Uitgangspunten van MKB-Nederland • • • •
behoud van economische vitaliteit van centrum- en werklocaties; geen verschuiving van overheidstaken naar het bedrijfsleven; economische vitaliteit heeft betrekking op beheer, ontwikkeling en profilering; organiserend vermogen bedrijfsleven bepalend voor succes.

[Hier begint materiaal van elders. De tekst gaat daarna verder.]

PR #72, opened 2024-05-15
Adds help text after vault-secret app and secret creates

mercedesbh:
### How I've tested this PR:
Ran `make go/build` to test local changes

1. Checkout this branch
2. Run make go/build
3. Create an app and view the help text
4. Create a secret and view the help text

Screenshot 2024-05-15 at 10 24 57 AM

Not going with the below route - see comments below and [this Slack thread]

(https://hashicorp.slack.com/archives/C0630MA5H8B/p1715803590808439?thread_ts=1715721973.724659&cid=C0630MA5H8B) for more details
~~Without app name in help text (Current). We're opting to omit the app name flag from the help command since (1) users will likely have it in their profile, and (2) it may mislead users to believe it is required in the command.~~
Screenshot 2024-05-15 at 11 00 31 AM

### Checklist:

### DIFF
--- a/internal/commands/vaultsecrets/apps/create.go
+++ b/internal/commands/vaultsecrets/apps/create.go
@@ -104,7 +104,7 @@ func createRun(opts *CreateOpts) error {
 	if opts.Output.GetFormat() == format.Unset {
 		fmt.Fprintf(opts.IO.Err(), "%s Successfully created application with name %q\n", opts.IO.ColorScheme().SuccessIcon(), opts.AppName)
 
-		command := fmt.Sprintf(`$ hcp vault-secrets secrets create <secret name> --app %s --data-file <path to secret>`, opts.AppName)
+		command := "$ hcp vault-secrets secrets create <secret name> --data-file <path to secret>"
 
 		fmt.Fprintln(opts.IO.Err())
 		fmt.Fprintf(opts.IO.Err(), `To create a secret in the app, run:
--- a/internal/commands/vaultsecrets/apps/create.go
+++ b/internal/commands/vaultsecrets/apps/create.go
@@ -104,7 +104,7 @@ func createRun(opts *CreateOpts) error {
 	if opts.Output.GetFormat() == format.Unset {
 		fmt.Fprintf(opts.IO.Err(), "%s Successfully created application with name %q\n", opts.IO.ColorScheme().SuccessIcon(), opts.AppName)
 
-		command := "$ hcp vault-secrets secrets create <secret name> --data-file <path to secret>"
+		command := fmt.Sprintf(`$ hcp vault-secrets secrets create <secret name> --app %s --data-file <path to secret>`, opts.AppName)
 
 		fmt.Fprintln(opts.IO.Err())
 		fmt.Fprintf(opts.IO.Err(), `To create a secret in the app, run:
--- a/internal/commands/vaultsecrets/apps/create.go
+++ b/internal/commands/vaultsecrets/apps/create.go
@@ -44,9 +44,6 @@ func NewCmdCreate(ctx *cmd.Context, runF func(*CreateOpts) error) *cmd.Command {
 		ShortHelp: "Create a new Vault Secrets application.",
 		LongHelp: heredoc.New(ctx.IO).Must(`
 		The {{ template "mdCodeOrBold" "hcp vault-secrets apps create" }} command creates a new Vault Secrets application.
-
-		Once an application is created, secrets lifecycle can be managed using the
-		{{ template "mdCodeOrBold" "hcp vault-secrets secrets" }} command group.
 		`),
 		Examples: []cmd.Example{
 			{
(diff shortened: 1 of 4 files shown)


mercedesbh:
These help commands won't display if the user specifies a format. Still thinking of a way to have it output in all scenarios (and deciding if we even want it to display when the user asks for a specific format).

codergs:
> These help commands won't display if the user specifies a format. Still thinking of a way to have it output in all scenarios (and deciding if we even want it to display when the user asks for a specific format).

Personally, I am happy with just showing help only without format specification. It gets the work done, and also doesn't complicate decision making.

internal/commands/vaultsecrets/apps/create.go
```diff
@@ -106,6 +103,13 @@ func createRun(opts *CreateOpts) error {
 
 	if opts.Output.GetFormat() == format.Unset {
 		fmt.Fprintf(opts.IO.Err(), "%s Successfully created application with name %q\n", opts.IO.ColorScheme().SuccessIcon(), opts.AppName)
+
+		command := "$ hcp vault-secrets secrets create <secret name> --data-file <path to secret>"
+
+		fmt.Fprintln(opts.IO.Err())
```
codergs, line 109: is it easy to use heredoc here?

dadgar:
@mercedesbh @codergs Curious on this statement:

> We're opting to omit the app name flag from the help command since (1) users will likely have it in their profile

Why would that be true? The user just created the application? If you want that behavior maybe have a flag? Here is an example: https://github.com/hashicorp/hcp/blob/main/internal/commands/projects/create.go#L68

codergs:
> @mercedesbh @codergs Curious on this statement:
> 
> > We're opting to omit the app name flag from the help command since (1) users will likely have it in their profile
> 
> Why would that be true? The user just created the application? If you want that behavior maybe have a flag? Here is an example: https://github.com/hashicorp/hcp/blob/main/internal/commands/projects/create.go#L68
> 
> I would also say, even if it is set in the profile, and the flag is provided, things will still work as expected. Providing the app flag at least guarantees that the secret is being created in the app they just created.

I can't see that comment, but I don't necessarily thing flag override is needed here as by showing that we implicitly giving an impression flag may or may not be required. The -h command should already cover that use case.

internal/commands/vaultsecrets/apps/create.go
mercedesbh: Didn't try with heredoc, but figured this approach is more consistent other implementations in the codebase ([here](https://github.com/hashicorp/hcp/blob/9d3adac44cf8431bd5ea9e53b3fa53fdf9548261/internal/commands/iam/workloadidentityproviders/create_aws.go#L187-L196) as an example).

mercedesbh:
> > @mercedesbh @codergs Curious on this statement:
> > > We're opting to omit the app name flag from the help command since (1) users will likely have it in their profile
> > 
> > 
> > Why would that be true? The user just created the application? If you want that behavior maybe have a flag? Here is an example: https://github.com/hashicorp/hcp/blob/main/internal/commands/projects/create.go#L68
> > I would also say, even if it is set in the profile, and the flag is provided, things will still work as expected. Providing the app flag at least guarantees that the secret is being created in the app they just created.
> 
> I can't see that comment, but I don't necessarily think the app name flag override is needed here as by showing that we implicitly giving an impression flag may or may not be required. The -h command should already cover that use case.

@codergs and I had chatted about it a bit in Slack, but I think @dadgar's point about the app being newly created (hence not being in the profile yet), is a good point. And specifying the app name even if it is in the profile is harmless.

internal/commands/vaultsecrets/apps/create.go
codergs: Sounds good to me if an existing usage pattern in the repo. I wasn't sure, but feel free to close this out. Thanks!

codergs:
> > > @mercedesbh @codergs Curious on this statement:
> > > > We're opting to omit the app name flag from the help command since (1) users will likely have it in their profile
> > > 
> > > 
> > > Why would that be true? The user just created the application? If you want that behavior maybe have a flag? Here is an example: https://github.com/hashicorp/hcp/blob/main/internal/commands/projects/create.go#L68
> > > I would also say, even if it is set in the profile, and the flag is provided, things will still work as expected. Providing the app flag at least guarantees that the secret is being created in the app they just created.
> > 
> > 
> > I can't see that comment, but I don't necessarily think the app name flag override is needed here as by showing that we implicitly giving an impression flag may or may not be required. The -h command should already cover that use case.
> 
> @codergs and I had chatted about it a bit in Slack, but I think @dadgar's point about the app being newly created (hence not being in the profile yet), is a good point. And specifying the app name even if it is in the profile is harmless. Not sure if we should be setting the newly created app as default for them.

Ahh coz profile won't be set for it. Actually, nvm then. yeah, seems fine with me. For secrets create maybe we don't need as app name validation are in place.

codergs (approved):
LGTM.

Ondernemersfondsen – de definitie Extra activiteiten op bedrijventerreinen en winkelcentra worden meestal gevat onder de noemers ‘parkmanagement’ en ‘binnenstads- of centrummanagement’. Het betreft hier, formeel, activiteiten bovenop de gemeentelijke inspanningen. Bij parkmanagement en binnenstadsmanagement moet zodoende worden gedacht aan beveiliging, evenementen, promotie, inrichting, bereikbaarheid, bulkinkoop (energie, telecom) enz. Tot voor kort deelden de verenigingen van
eigenaren en winkeliersverenigingen de kosten hiervan in gezamenlijkheid. Maar, het stijgende aantal freeriders (bedrijven die geen lid willen worden van een ondernemersorganisatie maar wel profiteren), bedreigt veel van dit soort plannen. In veel gemeenten is dit een herkenbaar probleem. Initiatieven komen hierdoor moeilijk van de grond. Daarnaast staan ondernemersverenigingen voor de uitdaging om het bestuurlijke werk te professionaliseren. De inzet van vrijwilligers vormt een (te) smalle basis
om met gebiedsontwikkeling aan de slag te gaan. Bovenstaande is een verklaring voor de grote toename van het aantal ‘ondernemersfondsen’. Deze term is een verzamelnaam. Het gaat om gelden die een gemeente ophaalt, via een voor álle ondernemers verplichte gemeentelijke belasting of heffing of een andersoortige financiering waarbij iedereen meebetaalt, georganiseerd of niet. Freeriderschap wordt zo uitgesloten. De middelen komen ook weer ten goede van álle ondernemers in het betreffende gebied. Met de opbrengsten worden verschillende collectieve zaken gefinancierd, zoals centrum- en/of parkmanagement, de Sinterklaasintocht, kerstversiering, onderhoud enzovoorts, enzovoorts.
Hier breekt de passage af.